_WHAT TO WORK ON_.
The expected reply is all of the data, returned exactly.
★ ★ ★ ★
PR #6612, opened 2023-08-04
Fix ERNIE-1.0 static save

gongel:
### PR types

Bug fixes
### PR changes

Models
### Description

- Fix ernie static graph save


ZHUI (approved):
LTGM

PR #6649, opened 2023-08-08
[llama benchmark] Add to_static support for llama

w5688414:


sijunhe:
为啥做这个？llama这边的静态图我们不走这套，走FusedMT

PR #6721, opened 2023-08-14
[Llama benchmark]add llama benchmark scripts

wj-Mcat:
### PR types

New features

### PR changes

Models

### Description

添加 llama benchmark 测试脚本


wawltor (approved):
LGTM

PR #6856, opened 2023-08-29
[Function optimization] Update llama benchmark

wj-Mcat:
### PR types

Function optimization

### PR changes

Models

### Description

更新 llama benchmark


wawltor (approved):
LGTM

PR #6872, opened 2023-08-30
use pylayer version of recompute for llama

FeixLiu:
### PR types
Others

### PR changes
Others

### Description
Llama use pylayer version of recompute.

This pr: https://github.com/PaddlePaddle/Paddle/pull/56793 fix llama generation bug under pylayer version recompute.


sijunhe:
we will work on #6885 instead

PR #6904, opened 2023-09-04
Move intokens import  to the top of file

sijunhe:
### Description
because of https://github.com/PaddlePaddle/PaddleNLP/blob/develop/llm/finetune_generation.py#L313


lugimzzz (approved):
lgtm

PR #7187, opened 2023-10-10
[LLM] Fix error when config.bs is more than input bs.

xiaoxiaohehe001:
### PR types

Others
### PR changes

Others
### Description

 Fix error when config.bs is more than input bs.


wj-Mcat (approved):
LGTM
★ ★ ★ ★
_SOLUTION FOR THIS PROBLEM_.
PR #6612, opened 2023-08-04
Fix ERNIE-1.0 static save

gongel:
### PR types

Bug fixes
### PR changes

Models
### Description

- Fix ernie static graph save


ZHUI (approved):
LTGM

PR #6649, opened 2023-08-08
[llama benchmark] Add to_static support for llama

w5688414:


sijunhe:
为啥做这个？llama这边的静态图我们不走这套，走FusedMT

PR #6721, opened 2023-08-14
[Llama benchmark]add llama benchmark scripts

wj-Mcat:
### PR types

New features

### PR changes

Models

### Description

添加 llama benchmark 测试脚本


wawltor (approved):
LGTM

PR #6856, opened 2023-08-29
[Function optimization] Update llama benchmark

wj-Mcat:
### PR types

Function optimization

### PR changes

Models

### Description

更新 llama benchmark


wawltor (approved):
LGTM

PR #6872, opened 2023-08-30
use pylayer version of recompute for llama

FeixLiu:
### PR types
Others

### PR changes
Others

### Description
Llama use pylayer version of recompute.

This pr: https://github.com/PaddlePaddle/Paddle/pull/56793 fix llama generation bug under pylayer version recompute.


sijunhe:
we will work on #6885 instead

PR #6904, opened 2023-09-04
Move intokens import  to the top of file

sijunhe:
### Description
because of https://github.com/PaddlePaddle/PaddleNLP/blob/develop/llm/finetune_generation.py#L313


lugimzzz (approved):
lgtm

PR #7187, opened 2023-10-10
[LLM] Fix error when config.bs is more than input bs.

xiaoxiaohehe001:
### PR types

Others
### PR changes

Others
### Description

 Fix error when config.bs is more than input bs.


wj-Mcat (approved):
LGTM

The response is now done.